Conversations keep circling back to Physician Associates — non-doctor professionals now seeing patients independently, joining on-call rotas, and in some places, potentially supervising doctors in training. The debates grow louder: Is it safe? Is it fair? Is it right?
Some say it’s necessary — “There simply aren’t enough doctors.” As if this shortage were fate, not a man-made crisis. Meanwhile, newly qualified doctors struggle to find training posts.
We hear talk of competencies, skillsets, and “task-shifting” — language that sounds modern, efficient, and disturbingly sterile. But medicine isn’t a bundle of tasks to be redistributed. You can’t break it down, assign its pieces, and call it the same.

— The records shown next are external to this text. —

PR #8, opened 2016-04-21
Updating validation

jrichardBD:


psantos1113:
looks good

ekerwin:
So much toString, equals and hashCode...sob. Otherwise, I can find no fault here. :)

PR #11, opened 2016-04-25
changing how proxy info is built

ekerwin:


src/main/java/com/blackducksoftware/integration/hub/global/HubProxyInfo.java
```diff
@@ -18,67 +18,103 @@
...
+			final String ignoredProxyHosts) {
 		this.host = host;
 		this.port = port;
-		this.ignoredProxyHosts = noProxyHosts;
-		this.ignoredProxyHostPatterns = noProxyHostsPatterns;
-		this.proxyUsername = proxyUsername;
-		this.proxyPassword = proxyPassword;
-		this.hubUrlIgnored = hubUrlIgnored;
+		this.username = username;
+		this.password = password;
```
psantos1113: Should we add the encrypter class here like we use with the HubCredentials class to encrypt and decrypt the password as needed?

src/main/java/com/blackducksoftware/integration/hub/global/HubProxyInfo.java
```diff
@@ -18,67 +18,103 @@
...
 	}
 
-	public String getIgnoredProxyHosts() {
-		return ignoredProxyHosts;
+	public void setDefaultAuthenticator() {
+		if (username != null && password != null) {
+			Authenticator.setDefault(new Authenticator() {
+				@Override
+				public PasswordAuthentication getPasswordAuthentication() {
+					return new PasswordAuthentication(username, password.toCharArray());
```
psantos1113: If we encrypt the password in the constructor then this would need to decrypt the password since it is in use here.

src/main/java/com/blackducksoftware/integration/hub/validate/HubServerConfigValidator.java
```diff
@@ -0,0 +1,61 @@
...
+import com.blackducksoftware.integration.hub.exception.ValidationException;
+import com.blackducksoftware.integration.hub.job.HubScanJobConfigBuilder;
+import com.blackducksoftware.integration.hub.logging.IntExceptionLogger;
+
+public abstract class HubServerConfigValidator<T> {
+	public abstract T handleValidationException(ValidationException e);
+
+	public abstract T handleSuccess();
+
+	public T validateServerUrl(final String scanMemory) throws IOException {
```
psantos1113: This method name seems incorrect.  Looks like you're validating the scan memory and not the hub server url.

src/main/java/com/blackducksoftware/integration/hub/validate/HubServerConfigValidator.java
```diff
@@ -0,0 +1,61 @@
...
+package com.blackducksoftware.integration.hub.validate;
+
+import java.io.IOException;
+
+import com.blackducksoftware.integration.hub.ValidationExceptionEnum;
+import com.blackducksoftware.integration.hub.exception.ValidationException;
+import com.blackducksoftware.integration.hub.job.HubScanJobConfigBuilder;
+import com.blackducksoftware.integration.hub.logging.IntExceptionLogger;
+
+public abstract class HubServerConfigValidator<T> {
```
psantos1113: Will more validation methods for all the other fields in HubScanJobConfig be added here as well?

jrichardBD:
@ekerwin @psantos1113

jrichardBD:
@psantos1113

psantos1113:
@ekerwin @jrichardBD please review the changes to the validation.  I was able to remove the need for the ValidationException which can be an expensive operation and updated it to have only one abstract method to process a ValidationResult object into whatever result the CI needs.  I think Hub Jenkins will need to be updated to work with the changes here.

jrichardBD:
@ekerwin  @psantos1113  Can we merge this already? These changes are needed for Hub Jenkins master and I need them in the Atlassian refapp stuff

psantos1113:
@jrichardBD @ekerwin If we like the changes that are in the branch then we can merge.  I don't have any more functional changes to add.  The ValidationException and ValidationExceptionEnum class I don't think are used anymore so they should be removed but I didn't want to remove them if Hub Jenkins was compiling with them.

PR #13, opened 2016-05-17
Ekerwin updating test for windows

ekerwin:
@akamen @jrichardBD @psantos1113 @stevebillings 
These changes are a little more involved than simply updating the test, so I wanted to have them reviewed. It might be appropriate to have a sit-down code review here to make sure that I've correctly addressed all the important edge cases.


jrichardBD:
The changes look good as far as I can tell, but I wouldnt mind sitting down with you to go over these changes in case I am missing something

psantos1113:
I'd be interested in learning more about the code changes to the stream and what cases you ran into that caused the change to better understand it.  Otherwise I think the changes here are good as well.

PR #15, opened 2016-05-17
adding the logging code from James/Rob

ekerwin:


ekerwin:
@akamen @jrichardBD @psantos1113 @stevebillings @robpacheco 
I've moved Rob's and James's changes to a branch off of master.

PR #2, opened 2016-04-14
Add validators for the project and the version as separate methods

psantos1113:

PR #21, opened 2016-05-23
Ijrah 12 adding hub get methods

stevebillings:
The changes related to the JIRA integration are ready for review:

1. Split HubIntRestService in two: HubIntRestService is now Hub-focused. The lower-level Rest-focused methods have been moved to the new class: RestConnection. 
The lower-level Rest-focused methods that were part of the HubIntRestService API are still there, but are deprecated, and delegate to their replacements in RestConnection. 
To minimizes the chances of breaking existing functionality, I made minimal changes to pre-existing methods. There is an opportunity to modify some of the pre-existing methods to the new methods I added (see #2), but I have not done that. I also did not rename pre-existing http-get methods from get...() to httpGet...(). (I did make that change on the new methods.)

1. I added to RestService methods for getting resources from absolute and relative URLs, as well as some convenience methods.

1. I added the PolymorphicHubItemListService class, with methods for getting item lists from the Hub, where items can be of mixed type (subtypes of a common parent).


src/main/java/com/blackducksoftware/integration/hub/rest/RestConnection.java
```diff
@@ -0,0 +1,637 @@
...
+	    queryRef.addSegment(urlSegment);
+	}
+	for (AbstractMap.SimpleEntry<String, String> queryParameter : queryParameters) {
+	    queryRef.addQueryParameter(queryParameter.getKey(),
+		    queryParameter.getValue());
+	}
+	return queryRef;
+    }
+
+    // TODO not sure we want any static methods in this class
```
psantos1113: our convention for the most part has been to avoid having static methods unless it is a singleton or possibly a factory.  But we favor creating an instance of the object and using the reference.  If these are utility methods not needed to be a part of RestConnection then creating a utility class that is a singleton would work here.  That's just the convention our team has taken going forward with regards to static methods.

psantos1113:
The changes here look good you will need to merge the changes in master into this branch to resolve the conflicts.  Once this branch is merged I will need to merge master into the Updating_Validation before creating a pull request for that branch.  I have one question for clarification but it doesn't impact my thoughts on the pull request.  Looks good.

stevebillings:
@ekerwin @psantos1113 @jrichardBD @akamen Belatedly removing everyone's labels while I re-work this code.

stevebillings:
@ekerwin @psantos1113 @jrichardBD @akamen  OK, this is ready for another look. I've made the changes we discussed Monday:
- The new (http) get methods are now httpGet..., not get... I did not change existing methods.
- No more re-usable client resource.
- I've moved the lower-level (REST-specific, but not Hub-specific) methods from HubIntRestService to a new class: RestConnection. The lower-level methods that are part of the HubIntRestService API are deprecated, and delegate the work to RestConnection.
- Item is now HubItem
- Item lists are now parsed using the RuntimeTypeAdapterFactory approach.

I also changed pre-existing HubIntRestService methods to not call deprecated methods, but use the RestConnection methods instead. But that's the only type of change I made to pre-existing methods. There are opportunities to use the new httpGet* methods, but I did not make those changes since I wasn't eager to risk breaking pre-existing methods.

stevebillings:
@ekerwin @psantos1113 @jrichardBD @akamen Retracting this. Once the validator branch is merged into master, I'll merge that into this branch, then re-issue this pull request.

stevebillings:
@ekerwin @psantos1113 @jrichardBD @akamen  This is ready for review.

src/main/java/com/blackducksoftware/integration/hub/HubIntRestService.java
```diff
@@ -375,15 +253,15 @@ public ProjectItem getProject(final String projectUrl) throws IOException, BDRes
 
 	}
 
-	public ReleaseItem getProjectVersion(final String versionUrl)
-			throws IOException, BDRestException, URISyntaxException {
-		final ClientResource resource = createClientResource(versionUrl);
+	public ReleaseItem getProjectVersion(final String versionUrl) throws IOException, BDRestException,
+	URISyntaxException {
+		final ClientResource resource = getRestConnection().createClientResource(versionUrl);
```
psantos1113: We do a number of GET method calls.  I'm wondering if this should be encapsulated in RestConnection in a 
public ClientResource submitGETRequest(url) {
final ClientResource resource = restConnection.createClientResource(url);
		resource.setMethod(Method.GET);
		restConnection.handleRequest(resource);
 return resource;
}
we could add methods for PUT,POST, and DELETE as well to cover the verbs for REST calls.  Since we have the same pattern multiple times I was wondering if it makes sense to encapsulate it or because we may need ClientResource and RestConnection it is better to leave it the way it is and call the three lines of code in multiple places.

src/main/java/com/blackducksoftware/integration/hub/item/HubItemList.java
```diff
@@ -0,0 +1,37 @@
+package com.blackducksoftware.integration.hub.item;
+
+import java.util.List;
+
+/**
+ * A list of items as returned by the Hub.
+ *
+ * @author sbillings
+ *
+ */
```
ekerwin: it might be semantics but we could consider calling this HubItems but I'd avoid calling it a List unless it implemented java.util.List

src/main/java/com/blackducksoftware/integration/hub/item/PolymorphicHubItemListService.java
```diff
@@ -0,0 +1,123 @@
...
+import com.blackducksoftware.integration.hub.json.RuntimeTypeAdapterFactory;
+import com.blackducksoftware.integration.hub.rest.RestConnection;
+import com.google.gson.Gson;
+import com.google.gson.GsonBuilder;
+import com.google.gson.JsonArray;
+import com.google.gson.JsonElement;
+import com.google.gson.JsonObject;
+import com.google.gson.JsonParser;
+import com.google.gson.reflect.TypeToken;
+
```
ekerwin: I'm not sure using 'polymorphic' here buys us much - it's just a list of T's, right?

stevebillings: Yes, it was originallycalled HubItemListService. The thought behind changing it to Polymorphic is that the list items' types must share a common parent. But I imagine all HubLists have that characteristic, so the "Polymorphic" in the name may be pointless.

src/main/java/com/blackducksoftware/integration/hub/item/HubItemList.java
stevebillings: Sure, that makes sense to me.

src/main/java/com/blackducksoftware/integration/hub/HubIntRestService.java
stevebillings: I agree that it makes sense to add methods to RestConnection for PUT, POST, DELETE. I was thinking it made sense to do that as the need for them arose.

Does RestConnection.httpGetFromAbsoluteUrl() not serve the purpose for submitting Get requests?

psantos1113: Sorry I missed that that is what I was talking about.  You already have it in place.

src/main/java/com/blackducksoftware/integration/hub/item/PolymorphicHubItemListService.java
stevebillings: During a conversation I just had with Rob it dawned on me that at a minimum, there will always be a common parent of HubItem, so, yeah, I'll drop the Polymorphic prefix, and we can use it for all lists.

stevebillings:
@psantos1113  @ekerwin @jrichardBD @akamen I've just incorporated Eric's feedback: renamed HubItems and HubItemsService classes.

jrichardBD:
Looks great to me!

To be a doctor is to be shaped by long, rigorous, humbling training — not just to gain skills, but judgement, ethics, science and accountability. It takes about 15 years to turn a medical student into a consultant, because it takes time to learn how to sit with uncertainty, to listen to stories that don’t fit patterns, and to make decisions when no algorithm will. This isn’t about protectionism. It’s about standards, safety and trust.

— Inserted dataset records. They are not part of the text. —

PR #35, opened 2016-06-24
removing recorder references

ekerwin:
In line with the new plugins, we aren't going to want the CI's to create dependency lists anymore.


ekerwin:
@akamen @jrichardBD @psantos1113 @stevebillings

PR #36, opened 2016-07-22
Ps email notifier

psantos1113:
includes the notifications api objects used by the hub-jira project.  Also includes a fix to the post method of RestConnection


stevebillings:
Looks good

PR #42, opened 2016-08-16
Ps notification service refactor

psantos1113:
Changes to provide a dataservice to process notification items from the hub into usable objects.


psantos1113:
@stevebillings @jrichardBD @ekerwin please review.  We may need to add UUIDs to the content objects in order to use them in the hub-jira plugin.  Please take a look at these changes when you get a chance

stevebillings:
I like it.

PR #45, opened 2016-08-24
Ps performance improvements

psantos1113:
Changes to have Restlet use Apache HTTP Client.  Also ensure we release Response and ClientResource objects to allow the HTTP connection pool to recycle connections.


stevebillings:
The code looks good. A few weeks ago I overheard a conversation about a convention that package names be singular, but I don't know if that was something the team had agreed upon or one person's opinion. (It's not the kind of think I care about.)

jrichardBD:
Looks good to me @psantos1113

PR #46, opened 2016-08-31
Ps notification count digest

psantos1113:
Changes to get the count of notification data from the server rather than creating an object that represents the notification with all the relevant data in the object.  These changes are used by the email digest code


psantos1113:
@stevebillings @jrichardBD please review when you have a chance

psantos1113:
need to close this as the requirements are different so I need to make more code changes.

PR #190, opened 2016-04-11
Add two samples Kolmogorov test

jschueller:


regislebrun:
@jschueller There must be a more efficient algorithm than the O((n1+n2)^2) you implemented. Otherwise it is a very good contribution.

regislebrun:
@jschueller You have useful information here:
https://commons.apache.org/proper/commons-math/apidocs/src-html/org/apache/commons/math3/stat/inference/KolmogorovSmirnovTest.html

lib/src/Uncertainty/StatTests/FittingTest.cxx
```diff
@@ -287,6 +287,47 @@ TestResult FittingTest::Kolmogorov(const NumericalSample & sample,
...
+  NumericalScalar value = 0.0;
+  for (UnsignedInteger i = 0; i < sizeAll; ++i)
+  {
+    NumericalScalar cdf1 = 0.;
+    for (UnsignedInteger j = 0; j < size1; ++j)
+    {
+      if (sampleAllSorted[j][0] <= sampleAllSorted[i][0])
+      {
+        cdf1 = (1.0 * j + 1.0) / (1.0 * size1);
+      }
```
dbarbier: Since sampleAllSorted is sorted, I guess inner loop can be discarded when this test fails by adding
```
    else break;
```
Ditto below for cdf2.

dbarbier:
+1

lib/src/Uncertainty/StatTests/FittingTest.cxx
dbarbier: PS1: or better:
```
   for (UnsignedInteger j = 0; j < size1 && sampleAllSorted[j][0] <= sampleAllSorted[i][0]; ++j)
   {
     cdf1 = (1.0 * j + 1.0) / (1.0 * size1);
   }
```

PS2: it may be a good idea to put `sampleAllSorted[i][0]` into a local variable

jschueller:
@regislebrun There seems to be what I need in the function at line 326 in the file you pointed,
but it seems I'm missing something to make it work.
That function is supposed to return supD=n*m*D_{n,m}, but if I use supD/(n*m)  I can't seem to get the right value to pass to pKomolgorov.

dbarbier:
My previous comment still stands, you should exit on inner loops as soon as test on sampleAllSorted being small fails.

jschueller:
@dbarbier, sampleAllSorted is not always sorted ; it is only the concatenation of two sorted samples.

dbarbier:
Agreed, but each loop iterates over a single sorted block.  Or in other words, once test is false, all subsequent tests within the same inner loop are also false.

jschueller:
@dbarbier, ok

regislebrun:
+1 I think a more efficient algorithm is possible but this new version is reasonably good as a first try. No time to study in details the reference to propose something better...

PR #193, opened 2016-04-20
Use assignment operator for simple datatypes

dbarbier:
For performance reasons, constructors (and not assignments) are called to instantiate any object in local variables.  Current coding policy also enforces using constructors for plain old data structures.  There is no performance gain in this case, the only reason is consistency.

But several of us found assignment operators more readable.  Here are two commits to replace all occurences of
```
  const UnsignedInteger var(...);
```
by
```
  const UnsignedInteger var = ...;
```
Since lots of files are modified, this PR will conflict with any other PR.  So it should not be merged as is, but regenerated by running commands mentioned in these commits.


jschueller:
+1, will apply this before branching 1.8

regislebrun:
+1

adutfoy:
+1

jschueller:
see #271

PR #194, opened 2016-04-20
Split function parameters value and description

jschueller:
This adds [gs]etParameterDescription
and modifies [gs]etParameter to return an NP instead of a
NPWithDescription for functions/evaluation/gradient/hessian classes.

This change make the API consistent with Distribution and
CovarianceModel.

It also fixes a problem with the overload of setParameter in several evaluation
implementation (discovered it with ComposedNMEI fot robopt module).
The evaluation implementation would have to overload both
setParameter(NP) and setParameter(NPWD) for the accessor to work.
I prefered to have a single accessor, and it should be a little faster
than copying NPWD.

Also some implementations of setParameter were missing in evaluation.


jschueller:
Test case for the bug (expected result is 801 instead of 3001):
```
    Description inVar(Description::BuildDefault(4, "x"));
    Description outVar(Description::BuildDefault(3, "y"));
    Description formulas(3, "5");
    formulas[0] = "x0 + 10*x1 +100 *x2 + 1000*x3";
    NumericalMathFunction f(inVar, outVar, formulas);
    Indices set(1);
    set[0] = 3;
    Bool parametersSet(true);
    NumericalPoint x(inVar.getSize()-set.getSize());
    x[0] = 1.0;
    NumericalPoint referencePoint(1, 3.0);
    // with reference point
    NumericalMathFunction g2(f, set, referencePoint, parametersSet);
    NumericalMathFunction g2_0(g2.getMarginal(0));
    NumericalPoint theta(1, 0.8);
    fullprint << "g2_0(x)=" << g2_0(x, theta) << std::endl;
```

sofianehaddad:
+1

dbarbier:
+1

regislebrun:
+1

PR #195, opened 2016-04-21
Implement NMF::parameterGradient

jschueller:
needed for otrobopt


lib/src/Base/Func/NumericalMathEvaluationImplementation.cxx
```diff
@@ -285,7 +285,35 @@ HistoryStrategy NumericalMathEvaluationImplementation::getHistoryOutput() const
...
+  Matrix grad(parameterDimension, outputDimension);
+  for (UnsignedInteger i = 0; i < parameterDimension; ++ i)
+  {
+    for (UnsignedInteger j = 0; j < outputDimension; ++ j)
+    {
+      grad(i, j) = (outS[1 + i][j] - outS[0][j]) / epsilon;
+    }
+  }
+  return grad;
 }
```
regislebrun: To rewrite when operator(const NP &, const NS &) will be available ;-)

jschueller:
@regislebrun, yes, that was the plan

regislebrun:
+1

sofianehaddad:
+1

PR #196, opened 2016-04-21
Change behavior of NumericalSampleImplementation::sort

dbarbier:
After a container is being sorted, one can assume that
   c[i] <= c[j] for all i <= j
Previous implementation was breaking this assumption.  This fixes trac#824.

Also add a NS::unique() method to sort a NS and remove duplicated points.


jschueller:
+1

regislebrun:
+1

jschueller:
you can mention in the changelog that it closes http://trac.openturns.org/ticket/824

dbarbier:
I had to rename unique() into sortUnique() because this definition shadows Pointer::unique().

jschueller:
+1

regislebrun:
+1

PR #197, opened 2016-04-22
Add NMF::operator(NP x, NS parameters)

jschueller:
Overloaded in ParametricEvaluation to efficiently
evaluate a function on a single point and multiple parameters.


lib/src/Base/Func/ParametricEvaluationImplementation.cxx
```diff
@@ -187,6 +187,31 @@ NumericalSample ParametricEvaluationImplementation::operator() (const NumericalS
...
+  NumericalSample input(size, inputDimension);
+  for (UnsignedInteger i = 0; i < size; ++i)
+  {
+    for (UnsignedInteger j = 0; j < parametersDimension; ++j) input[i][parametersPositions_[j]] = parameters[i][j];
+    for (UnsignedInteger j = 0; j < pointDimension; ++j) input[i][inputPositions_[j]] = point[j];
+  }
+  const NumericalSample output(function_(input));
+  if (isHistoryEnabled_)
+  {
+    inputStrategy_.store(NumericalSample(size, point));
```
regislebrun: It's an interesting point here: do we have to include the value of the parameter in the history mechanism? Up to now we did'nt bother with the parameter, which was an empty NumericalPoint almost everytime. Maybe it would be better to join the input point and the parameter and to store the result into the input history, else the user will have the feeling that a given deterministic function was able to give different values with the exact same input point. New accessors should then be added, such as getInputPointHistory() and getInputParameterHistory() in addition to the getInputHistory() method with the obvious optimization getInputPointHistory()==getInputHistory() if the parameter dimension is zero.

jschueller:
@regislebrun, Implemented this, using NS as return values.

regislebrun:
+1

sofianehaddad:
+1

PR #200, opened 2016-05-01
Improved the NLopt interface

regislebrun:
It is now possible to map nlopt algorithms names with nlopt algorithms IDs. New shortcuts are also provided for the following algorithms:
MMA/CCSAQ/COBYLA/BOBYQA


jschueller:
+1

jschueller:
None of the new classes/methods are documented.

python/test/t_NLopt_std.py
```diff
@@ -49,6 +54,6 @@ def printNumericalPoint(point, digits):
                     print('algo=', algo)
                     algo.run()
                     result = algo.getResult()
-                    print('x^=', printNumericalPoint(result.getOptimalPoint(), 4))
+                    #print('x^=', printNumericalPoint(result.getOptimalPoint(), 3))
```
jschueller: why did you remove the test output ?

regislebrun: Because for some NLopt algorithms (the random ones) the output change slightly from run to run. I don't know how to manage NLopt algorithms: we provide access to all the algorithms proposed by the nlopt library, but we don't test them, and if we do we find that some algorithms generate segmentation violation, others provide varying results that can be very far away from the correct result in some cases... Any idea is welcomed!

regislebrun: By the way, the current situation is worse: nothing is tested at all using the generic constuctor!

jschueller:
I'd like to restore all the tests for algorithms that give reproducible results.
For non-reproducible results, maybe nlopt uses the C interface to rand, maybe we could use srand ?
For algos that crash, maybe a bug report could be submited upstream ? And in the mean time a warning could be emitted from OT side ?

adutfoy:
+1

dbarbier:
nlopt defines its own RNG, and it seems that results are reproducible if `nlopt::srand` is called.  Now the hard question is: where to put this call?
Maybe in NLopt::run, use RandomGenerator::GetState to compute some seed to pass to nlopt::srand?

jschueller:
@dbarbier I'd rather set it only once (using a key in the ResourceMap), when the first instance of NLopt is created, with the possibility to also re-initialize it manually with NLopt::SetSeed(n). What do you think ?

regislebrun:
Many thanks for the analysis. I prefer to define a specific seed for NLopt as its prng has a very specific usage. The solution proposed by @jschueller seems very reasonable, I will give it a try and see how many issues it solves.

dbarbier:
@jschueller ok for your solution

jschueller:
Or it can even be just manually cally NLopt::SetSeed at the begining of the test, without any initiliation in the lib by default.
cc @dbarbier

dbarbier:
@jschueller Indeed

jschueller:
+1

PR #201, opened 2016-05-02
Fix NMEvaluation::::getParameterDimension

jschueller:
to use the virtual getParameter method if redefined in inherited classes


dbarbier:
+1

sofianehaddad:
+1

PR #202, opened 2016-05-02
Fix compilation of Python bindings

dbarbier:
Swig adds several -I flags to c++ command line option, in particular
-I/usr/include on Debian.  If OpenTURNS had already been installed
into /usr/include, headers are then taken from /usr/include/openturns
and not from source directory.
Pass BEFORE option to CMake include_directories() command to ensure
that correct header files are being used.


sofianehaddad:
+1

regislebrun:
+1

PR #206, opened 2016-05-06
Move Path::GetWinDirectory>GetExecutableDirectory

jschueller:
..and make it protected instead of public.

This is used to guess the configuration file location from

Some call the current shift innovation. One colleague, kindly, called it Jugaad — a Hindi word for workaround or hack. “It is clever,” he said. And yes, Jugaad can be clever. I grew up in India seeing car batteries power fans and broken radios revived with wire and willpower. But medicine is not a broken radio. You can’t hack your way into trust. You can’t Jugaad your way into competence. In healthcare, the cost of a workaround isn’t money — it’s lives, dignity, and quiet harm in unseen corners.

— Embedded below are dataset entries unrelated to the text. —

PR #207, opened 2016-05-09
Use svg math format

jschueller:
requires sphinx 1.4 and the dvisvgm utility.

### DIFF
--- a/.travis.yml
+++ b/.travis.yml
@@ -23,8 +23,22 @@ addons:
     - texlive-fonts-recommended
     - texlive-latex-extra
     - dvipng
+    - libkpathsea-dev
+    - libpotrace-dev
+    - python-lxml
+    - xmlto
+    - asciidoc
 
 install:
+# dvisvgm
+  - git clone https://github.com/mgieseki/dvisvgm.git
+  - pushd dvisvgm
+  - ./autogen.sh
+  - ./configure --prefix=$HOME/.local
+  - make -j2
+  - make install
+  - export PATH=$PATH:$HOME/.local/bin
+  - popd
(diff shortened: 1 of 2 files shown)


regislebrun:
dvisvgm is not yet a very polished tool to say the least, which can be guessed by its version number (0.7.1). Its configuration procedure is almost inexistent: no dependency checking, a configure script that configures almost nothing, all the relevant environment variables have to be setted by hand in several places. If the official documentation is generated using this script we have to check that all the contributors are able to install and use it locally.

jschueller:
@regislebrun, having just compiled it I it seems very well polished to me: it's got autotools to check dependencies https://github.com/mgieseki/dvisvgm/releases, I did not have to set any env variables.
Seems part of recent texlive distributions, at least it in ubuntu 14.04.

regislebrun:
@jschueller Ouuppss, I mispelled the name of the tool and found dvisvg at http://dvisvg.sourceforge.net/ instead of dvisvgm. I agree with you: dvisvgm looks very mature. More feedback soon.

jschueller:
@regislebrun, I applied this in otrobopt if you want to see the result in the published doc

regislebrun:
@jschueller The equations look much better, in particular when I make a zoom on it. I find it disturbing to have sans-serif fonts for the main text and serif fonts for the equations. Could it be possible to use the exact same fonts in both environments?

regislebrun:
+1

dbarbier:
+1

sofianehaddad:
+1

adutfoy:
+1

I sometimes wonder if our medical leaders truly see that or whether groupthink has made it easier to stay silent, to nod along, and speak in the language of “systems” and “sustainability,” even when the direction feels wrong. But there is a third way: constructive dissent, clarity without hostility, courage without grandstanding. The Leng Review offers a starting point, a breath of integrity in a muddled debate. But reviews don’t change systems. People do. Course correction will need leaders willing to speak hard truths calmly and clearly, not just seeking a seat at the table, but knowing when to stand.
Cody waits at the bend, patient with my distractions. He doesn’t know about rotas, licences or titles. But he knows this path, its contours and pace. He belongs here. Some paths can’t be improvised. Some journeys remain long.